**Task to carry out**:
Look through the material beneath and copy each line with the word "authenticated".

########

PR #1141, opened 2022-03-28
Disabled transition mode for POCO/SLAuth and disabled GitHub token au…

KAbakumovAtl:
This PR disables transition mode for Service Proxy.

Since it will be deployed, all requests to GitHub App will be authenticated and authorized by Service Proxy.

We won't need GitHub Token authentication anymore for admin endpoints. So I removed the code which was handling it. 
From the APP point of view, these endpoints will be OPEN for anyone. However, in fact these requests will be authenticated by Service Proxy and will require proper Slauth headers or ASAP tokens (for Pollinator tests). (I am going to write a runbook on how to access them)

### DIFF
--- a/src/routes/api/api-router.ts
+++ b/src/routes/api/api-router.ts
@@ -1,9 +1,8 @@
-import { NextFunction, Request, Response, Router } from "express";
+import { Request, Response, Router } from "express";
 import { param } from "express-validator";
 import rateLimit from "express-rate-limit";
 import RedisStore from "rate-limit-redis";
 import IORedis from "ioredis";
-import { GithubAPI } from "config/github-api";
 import { Subscription } from "models/subscription";
 import { returnOnValidationError, serializeSubscription } from "./api-utils";
 import { getRedisInfo } from "config/redis-info";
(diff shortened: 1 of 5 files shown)


KAbakumovAtl:
We've just tested in DDEV and Staging, we are going to schedule a Blitz with the team for Today before merging to prod

src/routes/api/api-router.ts
```diff
@@ -43,78 +28,6 @@ ApiRouter.use(rateLimit({
...
-			req.log.info({ err });
-
-			if (err.status === 401) {
-				res.status(401).send(err.HttpError);
-				return;
-			}
-			res.sendStatus(500);
-		}
-	}
-);
```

########

**Answer to this task**:
Since it will be deployed, all requests to GitHub App will be authenticated and authorized by Service Proxy.
From the APP point of view, these endpoints will be OPEN for anyone. However, in fact these requests will be authenticated by Service Proxy and will require proper Slauth headers or ASAP tokens (for Pollinator tests). (I am going to write a runbook on how to access them)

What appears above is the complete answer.